Shortly afterwards, Brannigans Bar was burnt to the ground, and last year Mr Collins’s eldest son, Roy, was gunned down while he worked at the casino, which stands alongside The Steering Wheel, also at the very centre of McCarthy-Dundon territory.

Mr Collins believes his family has been abandoned by the Government, despite promises to look after them.

"I’ve been hung out to dry. They’ve left us to swing for it now and it’s not fair. They need to get it together and they need to get it sorted. You have to understand it’s all very fine standing up to any kind of criminal but with the kind of criminals that we stood up to the Government knew there was going to be a big backlash. We should have been looked after – I took the most dangerous man off the streets.

“I don’t know if compensation is the word or not but I want help to continue in business. I am going under now, every day we are going under. Every month it gets harder to find the mortgage to pay for Brannigans, which has been closed now for five years.”
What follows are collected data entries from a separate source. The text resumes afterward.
PR #2343, opened 2022-08-02
Add DefaultLocale check

pkoenig10:
Related to https://github.com/google/error-prone/issues/632

Adds a `DefaultLocale` check that replaces uses of `String.toLowerCase()` and `String.toUpperCase()` with the overloads that take a `Locale`, using `Locale.ROOT`.

### DIFF
--- a/baseline-error-prone/src/main/java/com/palantir/baseline/errorprone/DefaultLocale.java
+++ b/baseline-error-prone/src/main/java/com/palantir/baseline/errorprone/DefaultLocale.java
@@ -22,6 +22,7 @@ import com.google.errorprone.BugPattern.SeverityLevel;
 import com.google.errorprone.VisitorState;
 import com.google.errorprone.bugpatterns.BugChecker;
 import com.google.errorprone.fixes.SuggestedFix;
+import com.google.errorprone.fixes.SuggestedFixes;
 import com.google.errorprone.matchers.Description;
 import com.google.errorprone.matchers.Matcher;
 import com.google.errorprone.matchers.method.MethodMatchers;
@@ -34,7 +35,7 @@ import com.sun.source.tree.MethodInvocationTree;
         linkType = BugPattern.LinkType.CUSTOM,
         summary = "Implicit use of the platform default locale, which can result in differing behaviour between JVM"
                 + " executions.",
-        severity = SeverityLevel.WARNING)
+        severity = SeverityLevel.SUGGESTION)
 public final class DefaultLocale extends BugChecker implements BugChecker.MethodInvocationTreeMatcher {
 
     private static final long serialVersionUID = 1L;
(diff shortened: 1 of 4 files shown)


baseline-error-prone/src/main/java/com/palantir/baseline/errorprone/DefaultLocale.java
```diff
@@ -0,0 +1,63 @@
...
+            .onExactClass("java.lang.String")
+            .namedAnyOf("toLowerCase", "toUpperCase")
+            .withNoParameters();
+
+    @Override
+    public Description matchMethodInvocation(MethodInvocationTree tree, VisitorState state) {
+        if (MATCHER.matches(tree, state)) {
+            return buildDescription(tree)
+                    .addFix(SuggestedFix.builder()
+                            .addImport("java.util.Locale")
```
carterkozak: A bit safer not to add imports directly, but use SuggestedFixes.qualifyType

gradle-baseline-java/src/main/groovy/com/palantir/baseline/extensions/BaselineErrorProneExtension.java
```diff
@@ -38,6 +38,7 @@ public class BaselineErrorProneExtension {
             "CompileTimeConstantViolatesLiskovSubstitution",
             "ConsistentLoggerName",
             "ConsistentOverrides",
+            "DefaultLocale",
```
carterkozak: Initially, let’s make this check a suggestion, and not add it to this list. We can spin up an excavator to roll out the suggested fix asynchronously, otherwise some baseline upgrades will be blocked on a way that we aren’t currently prepared to handle.

carterkozak: On us to build a better ratcheting rollout mechanism in the medium term

pkoenig10: Yeah it feels a bit pointless to write these error-prone checks if we're too worried about blocking upgrades to actually enforce them.

carterkozak: It depends on the criticality of the finding. I suspect this will find a lot of things that aren’t going to cause issues in practice. I agree we should fix them, but we have other work in flight that isn’t worth risking.

carterkozak (approved):
Thanks!

baseline-error-prone/src/main/java/com/palantir/baseline/errorprone/DefaultLocale.java
```diff
@@ -0,0 +1,64 @@
...
+import com.sun.source.tree.MethodInvocationTree;
+
+@AutoService(BugChecker.class)
+@BugPattern(
+        link = "https://github.com/palantir/gradle-baseline#baseline-error-prone-checks",
+        linkType = BugPattern.LinkType.CUSTOM,
+        summary = "Implicit use of the platform default locale, which can result in differing behaviour between JVM"
+                + " executions.",
+        severity = SeverityLevel.SUGGESTION)
+public final class DefaultLocale extends BugChecker implements BugChecker.MethodInvocationTreeMatcher {
```
findepi, line 39: Does this add a check withi same name as, similar spirit to, but different implementation from https://errorprone.info/bugpattern/DefaultLocale ?

findepi: i see it's removed -- https://github.com/palantir/gradle-baseline/pull/2839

His voice rising in anger, Mr Collins added: "It’s bad enough dealing with the death of your son without having these other worries on top of you. I shouldn’t have these other worries. You put those worries on top of that and then the everyday worry about whether we are going to survive the day: you put all that together and you can just imagine what my life is like. I think it’s just totally unfair that we have been left swinging like this.

“I’ve gone to the top with this and even the ministers that were talking to me, they know exactly what’s happening. It’s cruel of them to put us through this,” he said.

  • Aine de Paor

I find this staggering. Surely if your business isn’t going well you sell it and move on, you don’t expect the government to step in and bail you out regardless of what has happened? I find this all very unseemly.

Since when is the Steering Wheel pub in Southill? :rolleyes:

Poorly researched journalism there.

I read this yesterday as well. Very odd.

The people in Roxboro will be very suprised to learn they have moved into Southhill.
The Garda station is in spitting distance of the pub aswell so the whole things a bit bizarre.

I would venture to say the reason his pub isn’t doing well is because its a shithole filled with knackers, built in a shopping centre, which has fuck all foot traffic.

Correct me if I’m wrong here but wasn’t the steering wheel closed for drug selling recently enough.

I never heard that.

It’ll always be remembered as the spot where the Limerick lads ran the Scumrock rovers fans all the way out past Castletroy.